4D STEM is an electron microscopy technique that captures a full 2D diffraction pattern at each pixel position in a STEM (Scanning Transmission Electron Microscopy) map.

In STEM, diffracted signals are extremely rich in information. They containing localised data about a material’s structure, composition, phonon spectra, 3D defect crystallography and more. Conventional STEM imaging records only one or two values per probe position, ignoring most of the diffracted signal information. With new high-speed direct electron detector technology, a full image of the diffracted electron probe can now be recorded at each position, producing a four-dimensional dataset.
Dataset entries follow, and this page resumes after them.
PR #511, opened 2023-08-18
DEV-3541 Don't add datatypes to germline Orange

nedleitch:
These files are used only by ACTIN currently and that project doesn't need the datatypes at the moment. Without this change we end up with a list of items under the key in the dataset which breaks existing clients.

### DIFF
--- a/cluster/src/main/java/com/hartwig/pipeline/tertiary/orange/Orange.java
+++ b/cluster/src/main/java/com/hartwig/pipeline/tertiary/orange/Orange.java
@@ -33,7 +33,6 @@ import com.hartwig.pipeline.tertiary.virus.VirusInterpreterOutput;
 import com.hartwig.pipeline.tools.VersionUtils;
 
 import java.time.format.DateTimeFormatter;
-import java.util.Collections;
 import java.util.List;
 
 import static com.hartwig.pipeline.execution.vm.InputDownload.initialiseOptionalLocation;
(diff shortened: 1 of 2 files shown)


cluster/src/main/java/com/hartwig/pipeline/tertiary/orange/Orange.java
```diff
@@ -270,11 +257,15 @@ public OrangeOutput persistedOutput(final SomaticRunMetadata metadata) {
 
     @Override
     public List<AddDatatype> addDatatypes(final SomaticRunMetadata metadata) {
-        final String orangePdf = metadata.tumor().sampleName() + ORANGE_OUTPUT_PDF;
-        final String orangeJson = metadata.tumor().sampleName() + ORANGE_OUTPUT_JSON;
-        return List.of(new AddDatatype(DataType.ORANGE_OUTPUT_JSON,
-                        metadata.barcode(),
-                        new ArchivePath(Folder.root(), namespace(), orangeJson)),
-                new AddDatatype(DataType.ORANGE_OUTPUT_PDF, metadata.barcode(), new ArchivePath(Folder.root(), namespace(), orangePdf)));
+        if (includeGermline) {
```
pauldwolfe, line 260: This is the wrong way around. We want to attach the datatypes to the complete orange output with germline.

pauldwolfe (changes requested):

pauldwolfe (approved):

PR #512, opened 2023-08-22
DEV-3508 Refactor starting points for 5.33 rerun

nedleitch:
The desired steps for the 5.33 rerun are the same as the set for the 5.32 were so I decided to just make a new permanent starting point for this situation, and have called it `PAVE_GRIPSS_ONWARD`.

I noticed there was quite some duplication between some of the existing sets so eliminated that. I also decided to just leave in the non-germline Orange invocation that was added for ACTIN as Orange runs very quickly and it seemed likely the ACTIN pipeline might be rerun at some point in the future.

### DIFF
--- a/cluster/src/main/java/com/hartwig/pipeline/reruns/StartingPoint.java
+++ b/cluster/src/main/java/com/hartwig/pipeline/reruns/StartingPoint.java
@@ -32,53 +32,6 @@ public class StartingPoint {
 
     private final StartingPoints startingPoint;
 
-    enum StartingPoints {
-        BEGINNING(Collections.emptyList()),
-        ALIGNMENT_COMPLETE(List.of(Aligner.NAMESPACE, BamMetrics.NAMESPACE, Flagstat.NAMESPACE, SnpGenotype.NAMESPACE)),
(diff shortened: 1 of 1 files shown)


cluster/src/main/java/com/hartwig/pipeline/reruns/StartingPoint.java
```diff
@@ -32,53 +32,6 @@ public class StartingPoint {
...
-
-        RERUN_532(concat(SKIP_GRIDSS.namespaces,
-                List.of(Cobalt.NAMESPACE,
-                        Amber.NAMESPACE,
-                        SageConfiguration.SAGE_GERMLINE_NAMESPACE,
-                        SageConfiguration.SAGE_SOMATIC_NAMESPACE,
-                        VirusBreakend.NAMESPACE))),
-
-        RESEARCH_AFTER_531_DIAGNOSTIC(concat(ALIGNMENT_COMPLETE.namespaces, List.of(GermlineCaller.NAMESPACE))),
-        BWA_COMPLETE(List.of(Aligner.NAMESPACE));
```
nedleitch, line 69: `BWA_COMPLETE` was temporary, added only for verification of the changes in 5.33 to use new tooling for the BAM metrics and flagstats. Should not be used again.

PR #514, opened 2023-08-31
ACTIN-288: Bump ORANGE to v2.7.0

kduyvesteyn:
It feels too easy to me so please check if I haven't omitted a step somewhere!


pauldwolfe (commented):
Weren't there some argument changes we needed to make along with the version bump?

We do need to make the actual image, which is done by running the `cluster/images/create_public_image.sh` once the jar has been uploaded to the bucket.

pauldwolfe:
I've created the image and rerun the smoke test, it all passes so I suppose we didn't need any different arguments. Will merge this and upgrade

kduyvesteyn:
Thanks. Sorry, should have mentioned there are no argument changes.

PR #519, opened 2023-09-07
Aus 165 - remove HLA BAM slice

charlesshale:


charlesshale:
Smoke tests pass

pauldwolfe (commented):
Changes look good, but neither PR commits nor ticket mention why we're removing this? As there is no update to Lilac assume that we're going to lose whatever performance improvement on rerun we got from staging the bam slicing?

Also com.hartwig.pipeline.tertiary.lilac.LilacTest is failing.

charlesshale:
Fixed unit test and updated ticket with rationale

PR #522, opened 2023-09-20
DEV-3595 Remove JSON credentials handling

nedleitch:
Platinum and the production environment have already been changed to drop the use of the service account keys. The only question is how the smoke test will go without the JSON files, could be some trial and error getting it working inside the build environment.

Really sorry about the formatting, I reimported the code formatter settings beforehand and my Intellij is set to run the formatter on file save, so either there's something funny about my Intellij itself or I've done something silly...


KasperWolsink99 (approved):

cluster/src/test/java/com/hartwig/pipeline/smoke/SmokeTest.java
```diff
@@ -121,14 +152,10 @@ public void runFullPipelineAndCheckFinalStatus(final String inputMode, final Pip
                 .outputBucket("smoketest-pipeline-output-pilot-1")
                 .useTargetRegions(false)
                 .refGenomeVersion(refGenomeVersion);
-
-        if (whoami.equals("root")) {
-            String privateKeyPath = workingDir() + "/google-key.json";
-            builder.privateKeyPath(privateKeyPath).uploadPrivateKeyPath(privateKeyPath);
-        }
+        //                .serviceAccountEmail("pipeline5-build@hmf-build.iam.gserviceaccount.com");
```
mvanniekerkHartwig, line 155: Should you get rid of this line?

mvanniekerkHartwig (approved):
Bit hard to review but looks ok...

cluster/src/test/java/com/hartwig/pipeline/smoke/SmokeTest.java
nedleitch: Thank-you. Removed.

PR #523, opened 2023-09-29
DEV-3490 update release method

KasperWolsink99:
- Update cloud build to use `docker-tag` and `$TAG_NAME`.
- Add mvn `extension.xml` file to ensure ide support for downloading sources and documentation.
- Change deployment location to artifact registry.

### DIFF
--- a/cloudbuild.yaml
+++ b/cloudbuild.yaml
@@ -46,6 +46,6 @@ steps:
     dir: cluster
     args: ['eu.gcr.io/hmf-build/pipeline5', '$TAG_NAME']
 images:
-  - eu.gcr.io/$PROJECT_ID/pipeline5
+  - eu.gcr.io/hmf-build/pipeline5
 logsBucket: 'gs://hmf-build-logs'
 timeout: 4800s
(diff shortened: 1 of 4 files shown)


pauldwolfe (approved):

cloudbuild.yaml
```diff
@@ -8,7 +8,7 @@ steps:
   - name: 'maven:3-jdk-11'
     id: 'Set version for Maven'
     entrypoint: mvn
-    args: [ 'versions:set', '-DnewVersion=${_MAJOR_MINOR_VERSION}.$SHORT_SHA' ]
+    args: [ 'versions:set', '-DnewVersion=${TAG_NAME}' ]
```
nedleitch, line 11: My only concern with this is whether it makes it easier to build a pipeline that doesn't match the branch it is on. Pipeline5 is the only project (to my knowledge) that we build and release from multiple branches concurrently.

Not a question of the correctness of what you've done here technically, more a strategic question.

nedleitch (approved):

cloudbuild.yaml
KasperWolsink99: Will discuss this with the Amsterdam people

nedleitch: Yeah agreed. I think that's a good way to move forward without causing too much extra work.

PR #525, opened 2023-10-26
DEV-3663: Update orange to v3.0.0

kzuberihmf:
* Updates orange to v3.0.0
* Adds `-experiment_type WGS` parameter to orange, hardcoded for now
* Changes `-experiment_date` to `-sampling_date`
* Removes creation of linx_plot_dir, Orange should work without this
* Small updates to pilot image testing documentation

Supersedes DEV-3650 which was merged into this pr.


cluster/src/main/java/com/hartwig/pipeline/tertiary/orange/Orange.java
```diff
@@ -152,9 +152,13 @@ private List<BashCommand> buildCommands(final SomaticRunMetadata metadata) {
         final List<String> primaryTumorDoids = metadata.tumor().primaryTumorDoids();
         String primaryTumorDoidsString = "\"" + String.join(";", primaryTumorDoids) + "\"";
         String linxPlotDir = linxSomaticOutputDir.getLocalTargetPath() + "/plot";
+        // TODO can we determine experiment type from pipeline metadata? Can be WGS or PANEL, hardcode to WGS for now
```
pauldwolfe, line 155: Since this "buildCommands" is only being called by tumorReferenceCommands, you have essentially already determined that this is a WGS experiment type, as we do not run targeted with both tumor and reference. But indeed that's a bit implicit.

You could use the `Arguments.useTargetRegions()` to more explicitly discriminate.

Regardless of what we decide, lets remove the TODO, we generally don't have them in this code base. You can mention in the commit message instead to have some history/rationale.

pauldwolfe (changes requested):

pauldwolfe (approved):

kduyvesteyn (approved):
Got no further comments other than the fact that ORANGE should become v3.0.1

Also, it's weird that the pipeline version is present in-memory but we have to write it to a file for ORANGE to pick up. Better to provide it directly as an argument. Can leave for future improvement perhaps.

pauldwolfe (approved):

PR #528, opened 2023-11-01
DEV-3676 Bump Purple heap to 31G

nedleitch:
This was done in 5.32 but didn't get propagated to 5.33.

When this has been approved it will also be merged to master.


stefvanlieshout (approved):
You say "will also be merged into master" but assume that means "will also be merged into 5.33-hotfix"?

PR #531, opened 2023-11-08
DEV-3688 Unify VM core and memory declarations

nedleitch:
The `HmfTool` class and the VM definitions both define parameters for the VMs that our in-house tooling runs on. I noticed this while trying to increase the memory for Purple and when it wasn't working realised the situation.

Reference the HmfTool-hosted constants from within the VM definition calls whenever they exist as not doing this violates the principle of least surprise. Also I think the intent of the HmfTool class must have been to centralise the configuration as much as possible and this is a step in that direction.

I am aware this is an imperfect solution as the constants don't exist for those tools we don't maintain and a couple of the tools use different parameters depending on which "mode" they've been called in, Sage springs to mind.

I checked pretty thoroughly for references and I think I got them all but I suppose we'll find out in the SmokeTest if anything is off.

### DIFF
--- a/cluster/src/main/java/com/hartwig/pipeline/execution/vm/VirtualMachineJobDefinition.java
+++ b/cluster/src/main/java/com/hartwig/pipeline/execution/vm/VirtualMachineJobDefinition.java
@@ -1,7 +1,16 @@
 package com.hartwig.pipeline.execution.vm;
 
 import static com.hartwig.pipeline.execution.vm.VirtualMachinePerformanceProfile.custom;
+import static com.hartwig.pipeline.tools.HmfTool.AMBER;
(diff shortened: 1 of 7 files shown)


nedleitch:
Sorry for the formatting here, I don't understand why my Intellij keeps shuffling things around. I thought I had disabled all of the places where it would do that but clearly I've missed something. Open to suggestions.

stefvanlieshout (approved):
Yeah the formatting changes make it a bit hard to follow, but having all config per tool in `HmfTool.java` make it very easy to grasp, so nice one :) Not sure if you also want to merge into `533-hotfix` branch, then fyi the PR is now set to merge into `master`.

Also, Kasper made changes (in a separate branch) to extract compute logic into hmf-cloud-sdk so that might start to clash with some of the changes in here?

PR #533, opened 2023-11-09
DEV-3483 Demote retried operation logging to warn

nedleitch:
The changes that resulted in adding the retries have been battle-tested in production and I'm confident we've got a correct implementation so we can avoid alerting on it every time now.


stefvanlieshout (approved):
Thanks, this will save time every new sequencing rounds from now on!

PR #538, opened 2023-12-13
INFRA-119 refactor pipeline5 to use hmf-cloud-sdk execution.vm

KasperWolsink99:
- Remove the `execution.vm` package from this repository (alongside some direct dependencies) and move them to the `hmf-cloud-sdk` repository and use this instead.


cluster/src/main/java/com/hartwig/pipeline/Arguments.java
```diff
@@ -1,13 +1,11 @@
 package com.hartwig.pipeline;
 
-import java.util.Optional;
```
mvanniekerkHartwig, line 3: You're not using the `hmf_code_scheme` from the root of this repo. That is causing a lot of the lines changed. Can you go through all changes in the PR and make sure the correct formatting is applied?

mvanniekerkHartwig (changes requested):
Please fix the formatting to reduce LOC changed.

cluster/src/main/java/com/hartwig/pipeline/Arguments.java
KasperWolsink99: undid the formatting commits, it should mostly be gone now.

PR #541, opened 2023-12-27
DEV-3720 Imager changes to use Artifact Registry

nedleitch:
In the fullness of time this will replace the `common-tools` bucket entirely for HMF-maintained tools. For the moment it simply provides an alternative flow to allow fetching artifacts from our internal Artifact Registry. As tools are made available inside the registry they can be removed from the bucket and added to the list in `VersionUtils` to be fetched from the registry instead.


image/fetch_tool_from_registry.sh
stefvanlieshout, line 1: This will be a very useful script to have in general.

cluster/src/main/java/com/hartwig/pipeline/tools/VersionUtils.java
```diff
@@ -50,6 +51,10 @@ public static String majorMinorVersion(final String version) {
         return version;
     }
 
+    public static List<HmfTool> inArtifactRegistry() {
+        return List.of(HmfTool.ORANGE);
```
stefvanlieshout, line 55: Assuming this means that ony ORANGE is now retrieved from repo instead of bucket it contradicts your statement in readme that all HMF tools should now be pushed to repo, but maybe adding the rest comes later, in that case fine of course.

stefvanlieshout (approved):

4D STEM has also been known as:

There are also several terms used to refer to electron diffraction patterns produced using a converged (STEM) probe:

• Convergent beam electron diffraction (CBED)
• Microdiffraction
• Nanodiffraction
• Diffraction imaging

How it Works

In STEM, the electron beam is focused on an electron transparent specimen to make a probe from a few nanometres down to nearly atomic dimensions. Electrons interact with the specimen, and once they are scattered, different types of signals can be measured:

• X-rays (EDS)
• Back-scattered electrons
• Light (cathodoluminescence)
• Auger electrons
• Secondary electrons
• Inelastically scattered electrons (energy loss spectroscopy)
• Elastically scattered electrons (diffraction)

Conventional STEM detectors record a single value per probe position. In 4D STEM, the probe is rastered on the specimen in a 2D array. At each probe position, a 2D diffraction pattern is imaged on a pixelated detector. This generates a 4D data cube that can then be analysed further.

Video courtesy of Colin Ophus, Molecular Foundry

Virtual Imaging

One of the key applications of 4D STEM diffraction is virtual imaging. This involves generating:

• Virtual selected area diffraction image
  Sum the diffraction images from multiple real space probe positions (pixels) in the 4D data cube.
• Virtual bright/dark field image
  Apply a formula (eg sum, subtract) to the intensities of a subset of pixels in the diffraction domain. This value is then assigned to corresponding pixels in the virtual image.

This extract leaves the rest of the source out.